Data excerpts below:

PR #6833, opened 2022-04-16
licenses, first draft to add common licenses

Begasus:


Begasus:
Not sure how if or how to add PROVIDES for the separate licenses yet. Help welcome :)

waddlesplash (changes requested):
I don't think we should do this, for a variety of reasons.

I think we previously discussed that we may need to ensure the license text is always distributed with the package, which would be a change at HaikuPorter, and then the licenses may be stored with it.

Begasus:
Fair enough, it was just from a question on another PR.

pulkomandy:
> I think we previously discussed that we may need to ensure the license text is always distributed with the package, which would be a change at HaikuPorter, and then the licenses may be stored with it.

I still don't agree with that. All that matters is that the license is distributed "with" the software, that is, on the same repository. It doesn't need to be in the same package.

kallisti5:
On an alternative note, I sent a message to Creative Commons to see if they could offer a public API to generate licenses.  

Potentially, haikuporter could detect CC- and contact Creative Commons to get the official text of various configurations.  We then could pack the non-standard licenses with the package automatically without storing hundreds of CC combinations in our repos.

End of Data excerpts.

• _Instructions to follow_
Copy all lines from the material that hold "distributed".

• _Answer to this exercise_
I think we previously discussed that we may need to ensure the license text is always distributed with the package, which would be a change at HaikuPorter, and then the licenses may be stored with it.
> I think we previously discussed that we may need to ensure the license text is always distributed with the package, which would be a change at HaikuPorter, and then the licenses may be stored with it.
I still don't agree with that. All that matters is that the license is distributed "with" the software, that is, on the same repository. It doesn't need to be in the same package.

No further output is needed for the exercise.